Adrian, a young lawyer, opined that the most important thing in choosing a mate was a common world view. It was essential that husband and wife could face life’s greatest challenges, such as death, in philosophical harmony. In everyday life, mutual values would overcome the inevitable differences in habits, manners, opinions, or temperament. For most Ukrainians, that meant a shared faith. Having taken a solemn oath not only to each other, but also to God, in the presence of the parish community, a couple was more likely to make maximum efforts to work out even the greatest conflicts. Such a commitment also created a deep friendship and solidarity between husband and wife that could surmount any obstacle. Moreover, a shared religion provided a structure of agreed-upon values and principles for the resolution of disputes. Pani Sophia agreed with Adrian. That settled, the discussion turned to other things.

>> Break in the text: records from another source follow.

PR #81, opened 2017-01-10
chore(maskedtextbox): styles for maskedtextbox

joneff:
Styles for masked textbox.

Markup:

```
<kendo-maskedtextbox class="k-widget k-maskedtextbox">
  <input autocapitalize="off" autocomplete="off" autocorrect="off" class="k-input" />
</kendo-maskedtextbox> 
```

Question: since in jq-kendo masked textbox is simply `<input class="k-textbox" />`, should we also add the `k-textbox` class here and use those styles, while leaving the `k-maskedtextbox` class for scoping? Currently there is a slight duplication of styles e.g. longer selectors.

### DIFF
--- a/scss/input/_layout.scss
+++ b/scss/input/_layout.scss
@@ -5,38 +5,47 @@
     $textbox-shadow: 0 2px 2px 1px rgba(0, 0, 0, .06) !default;
     $fieldset-margin: 30px;
 
-    .k-textbox > input,
-    .k-input,
-    .k-textbox {
+    .k-textbox,
+    .k-maskedtextbox {
+        @include border-radius( $border-radius );
+        padding: $input-padding-y $input-padding-x;
+        width: 12.4em;
+        box-sizing: border-box;
         border-width: 1px;
         border-style: solid;
-        font-size: inherit;
+        outline: 0;
+        font: inherit;
+        line-height: $form-line-height;
+        display: inline-flex;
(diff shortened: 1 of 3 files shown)


scss/input/_layout.scss
```diff
@@ -5,38 +5,47 @@
...
     $fieldset-margin: 30px;
 
-    .k-textbox > input,
-    .k-input,
-    .k-textbox {
+    .k-textbox,
+    .k-maskedtextbox {
+        @include border-radius( $border-radius );
+        padding: $input-padding-y $input-padding-x;
+        width: 12.4em;
```
gyoshev, line 12: Is this default width shared with other components? If so, do we need a variable? If not, perhaps we don't need it at all (making inputs expand to 100%)?

gyoshev (commented):
Apart from the width comment, LGTM

scss/input/_layout.scss
joneff: The width is somewhat hardcoded in https://github.com/telerik/kendo-theme-default/blob/master/scss/common/_forms.scss. I've used the same width.

I was also wondering if I should put `k-maskedtextbox` _forms.

gyoshev: Seems like these should be together, or at least indicate that they share the logic. Perhaps we could use a placeholder / mixin for all these, so that the selectors are built based on the usage?

Issue #76, opened 2017-01-09
MultiSelct is missing classes for clear all button


KirilNN:
The element is rendered by default but is not visible on hover.

inikolova:
Done: efda3725c1c09ef671c1d

PR #82, opened 2017-01-10
feat: add styling for inputs clear all button

inikolova:
Add styling for inputs clear all button. Related to https://github.com/telerik/kendo-theme-default/issues/76

### DIFF
--- a/scss/common/_forms.scss
+++ b/scss/common/_forms.scss
@@ -97,22 +97,29 @@
 
             .k-icon {}
         }
+    }
 
-
-        // Clear icon
-        .k-i-close {
+    .k-autocomplete,
+    .k-combobox > .k-dropdown-wrap,
+    .k-multiselect > .k-multiselect-wrap {
+        > .k-i-close {
             display: none;
-            align-self: center;
-        }
-
-        &.k-state-hover,
-        &.k-state-focused {
-            .k-i-close {
-                display: flex;
-                margin-right: $padding-y;
-                outline: 0;
-            }
+            position: absolute;
+            right: $padding-x;
+            top: $padding-y-lg;
         }
     }
 
+    .k-autocomplete.k-state-focused,
+    .k-autocomplete.k-state-hover,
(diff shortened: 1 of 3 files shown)


scss/multiselect/_layout.scss
```diff
@@ -19,13 +19,13 @@
...
 
-        > .k-i-close {
+        /*> .k-i-close {
             display: none;
             align-self: center;
             margin-left: auto;
             margin-right: $padding-y;
             outline: 0;
-        }
+        }*/
```
gyoshev: If it's not needed, delete it. It's available in the git history.

scss/common/_forms.scss
```diff
@@ -97,22 +97,29 @@
...
-                margin-right: $padding-y;
-                outline: 0;
-            }
+    .k-autocomplete.k-state-focused,
+    .k-autocomplete.k-state-hover,
+    .k-combobox>.k-dropdown-wrap.k-state-focused,
+    .k-combobox>.k-dropdown-wrap.k-state-hover,
+    .k-multiselect.k-state-focused>.k-multiselect-wrap,
+    .k-multiselect.k-state-hover>.k-multiselect-wrap,
+    .k-multiselect:hover>.k-multiselect-wrap {
```
gyoshev: Seems like this selector exploded. Looks like states are not applied consistently across these components. This can't be fixed right now, but maybe we should rethink how the states are applied.

gyoshev (changes requested):

scss/multiselect/_layout.scss
inikolova: Ooops - it appears I missed this commended rule. Deleted!

scss/common/_forms.scss
inikolova: I agree. Selectors - modified!

gyoshev: Very nice :+1:

gyoshev (approved):

Issue #52, opened 2016-12-08
v2 checklist


gyoshev:
After a quick pass through the online demos, it appears that the v2 branch is not ready for merging just yet. Here is a list of the things that we need to address to make an initial 2.0 release:

- [x] IN - grouping headers (combobox, ddl)
- [x] IN - datetimepicker icons alignment
-  datetimepicker icons should be stretched (currently clicks outside them can land on k-select and not open the picker) -> this is the default behavior of DateTimePicker. We should think about changing this behavior (breaking change)
- [x] IN - calendar selected today date background and foreground color are the same
- [x] IN - drop-down list icons are not vertically aligned
- [x] GYO - editor table width is missing
- [x] OR - editor icons color & layout
- [x] GYO - window k-overlay is not styled
- [x] IN - window icon colors
- [x] maskedtextbox layout
- [x] GYO - numerictextbox buttons
- [x] IN - slider - tooltip positioning is not right (probably due to animations?)
- [x] OR - upload - remove button is not right-aligned
- [x] OR - no styles for k-textbox (https://github.com/telerik/kendo-theme-default/issues/49)
- [x] GYO - switch, buttongroup have no styles due to km-styles (https://github.com/telerik/kendo/pull/6129)
- [x] IN - switch - labels do not get properly hidden
- [x] scrollview - appears to be missing layout
- [x] button demos - remove text from icon, review icons
- menu - no borders at all -> By design there aren't any borders
- [ ] menu - forecolor of expanded items
- [x] GYO - panelbar - k-image alignment
- [x] IN - tabstrip border exists between selection and content
- [ ] gantt, scheduler
- [x] IN - notification text in icons
- [x] OR - splitter drag styles
- [x] ZH - grid grouping icon text
- [ ] spreadsheet
- [x] IN - pager: add border by default, remove when nested
- [ ] mediaplayer - red borders
- [x] GYO - touch scroller is not styled (affects map)
- [x] GYO - dataviz - themes should be either defined in JSON for the kendo components, or the style functionality ported

- [ ] Kendo Notification close button is displaced with the Default skin [#78]( https://github.com/telerik/kendo-theme-default/issues/78)

Any contribution to the list (checking off, or adding new items) is welcome!

gyoshev:
v2 is out, remaining issues for the R1 release are tracked in another issue.

PR #84, opened 2017-01-10
fix: Editor toolbar styling #52

theOrlin:
This adds missing styles for the editor toolbar.

### DIFF
--- a/scss/editor/_layout.scss
+++ b/scss/editor/_layout.scss
@@ -1,5 +1,7 @@
 @include exports("editor/layout") {
 
+    $ct-cell-side-length: 20px !default;
+
     // Base
     .k-editor {
         border-collapse: separate;
@@ -80,6 +82,7 @@
                 border-radius: 0;
             }
         }
+
         .k-tool-group .k-state-disabled {
             display: none;
         }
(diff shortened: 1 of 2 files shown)


scss/editor/_layout.scss
```diff
@@ -153,10 +177,67 @@
...
+
+    .k-overlay {
+        position: fixed;
+        top: 0;
+        left: 0;
+        z-index: 10001;
+        width: 100%;
+        height: 100%;
+        background-color: #000;
+        filter: alpha(opacity=50);
```
gyoshev: No need for `filter`, given our browser support.

scss/editor/_theme.scss
```diff
@@ -1,12 +1,54 @@
...
+    }
+
+
+    .k-header.k-window-content.k-content {
+        @include appearance( header );
     }
 
+    .k-editor .k-editor-toolbar-wrap,
+    .k-ct-popup .k-editor-toolbar,
+    .k-header.k-window-content.k-content {
```
gyoshev: `.k-header.k-window-content.k-content` does not say much. Perhaps we need a more descriptive class, or to drop some of the selectors?

scss/editor/_layout.scss
```diff
@@ -89,29 +103,38 @@
...
+
+            .k-tool-text {
+                display: inline;
+            }
+        }
+
+        .k-ct-cell {
+            margin: $padding-y-sm / 2;
+            width: 20px;
+            height: 20px;
```
gyoshev: Is there a relationship between the `.k-ct-popup` width and padding, and the `.k-ct-cell` margin / width and height? It may be appropriate to calculate it. E.g. `.k-ct-popup { width: $cell-width * 10; }` means there will be 11 cells in the popup.

gyoshev:
Added some comments. Please assign reviewers when posting PRs, to keep each other up-to-date.

PR #624, opened 2024-05-29
Fixed end of function swapping bug

anish-palakurthi:
Previously, cursor index was being incorrectly calculated, causing clicks near the end of functions to cause switching to other functions.
Now: fixed cursor index calculation, issue is resolved.

### DIFF
--- a/engine/baml-runtime/src/lib.rs
+++ b/engine/baml-runtime/src/lib.rs
@@ -28,7 +28,6 @@ use anyhow::Result;
 
 use baml_types::BamlMap;
 use baml_types::BamlValue;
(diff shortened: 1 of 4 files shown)


engine/baml-runtime/src/lib.rs
```diff
@@ -28,7 +28,7 @@ use anyhow::Result;
 
 use baml_types::BamlMap;
 use baml_types::BamlValue;
-use cli::LanguageClientType;
+// use cli::LanguageClientType;
```
aaronvg: remove if it's not used.

aaronvg (approved):

PR #643, opened 2024-06-03
Proxy all providers

anish-palakurthi:


typescript/vscode-ext/packages/vscode/src/extension.ts
```diff
@@ -248,11 +248,26 @@ export function activate(context: vscode.ExtensionContext) {
 
   const server = express()
   server.use(cors())
+  // server.use(
+  //   '/',
+  //   createProxyMiddleware({
+  //     target: 'https://api.anthropic.com',
+  //     changeOrigin: true,
+  //   }),
+  //
```
aaronvg: delete

typescript/vscode-ext/packages/vscode/src/extension.ts
```diff
@@ -248,11 +248,26 @@ export function activate(context: vscode.ExtensionContext) {
...
   server.use(
     '/',
     createProxyMiddleware({
-      target: 'https://api.anthropic.com',
       changeOrigin: true,
+      router: (req) => {
+        // Extract the original target URL from the custom header
+        const originalUrl = req.headers['original-url']
```
aaronvg: rename teh header to baml-original-url, and can we remove this header before sending it out to the actual url? Some backend services are strict and could fail if you send extra headers.

anish-palakurthi:
FYI, we now proxy all providers and the port used by the application server is not hardcoded to 8195, but acquired dynamically by the OS to prevent port conflict.

aaronvg (approved):

PR #683, opened 2024-06-16
Add support for dynamic clients

hellovai:
BAML functions now support passing in which model / configuration they use at runtime.
* Enables dynamically picking which options they want to run.
* Tracing captures dynamic properties
* Retry policies must be defined in BAML


irdbl:
Do you have any idea of when this will be merged? We are eagerly awaiting for this release for some use cases regarding custom headers and params for openai API calls.

hellovai:
> Do you have any idea of when this will be merged? We are eagerly awaiting for this release for some use cases regarding custom headers and params for openai API calls.

Sorry about the delay! we had some tests i was running on this! I'll aim to merge this in today.

For headers and custom paramters, you can also do it via .baml files directly if you want see: https://docs.boundaryml.com/docs/snippets/clients/providers/openai#non-forwarded-options

The custom headers field. Would that work?

sxlijin (approved):
integ-tests match docs for python + ts

hellovai:
@accupham we've finally merged this! you can expect this to land in our release tmrw or thursday!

All that was long ago and far away. What has become of those ardent young souls? Rumor has it that Teodor’s friend Teofil married a non-Ukrainian co-religionist. After a few years she left him for a wealthier man. Adrian reportedly married a Ukrainian who shared his spiritual and intellectual orientation, and promptly divorced him. He next wedded a woman from Ukraine who shared neither his faith nor his interests, but proved to be a faithful and loving wife. It is said that Areta married a penniless seminarian. As for the lovelorn Teodor – he eventually entered a monastery.

Can we draw any lessons from these stories? Hardly. We cannot know whether they are typical or representative. They may not even be true. But on the occasion of Valentine’s Day, we might consider the following tentative conclusions.

First, no matter how well you plan things, you cannot – contrary to the common wisdom – control your destiny. Second, people do not always follow their own principles. They don’t even always act in their own interests – which is ultimately the same thing. Third, as an aunt of mine once said, marriage is a lottery. Presumably she meant that it’s a gamble. But she may also have meant that there are very few winners. Fourth, if you can marry someone who shares your ethnic heritage (assuming you want to), you are lucky; if you can marry someone who shares your philosophical world view (assuming you have one), you are very lucky. If you can marry someone who shares both, you are positively blessed. But the chances of this happening are infinitesimal. So don’t count on it. Count your blessings instead. For even this doesn’t guarantee happiness. Fifth, if you are a woman and seek stability, consider a seminarian. (It is reported that in North America, Greek-Catholic seminarians, like the Orthodox, may now marry before ordination.) Once he’s ordained, he’ll probably take good care of you, since he won’t get another chance: widowed priests generally may not marry again. Finally, if you really seek perfection, consider the monastery. That, in a sense, is the only ideal marriage.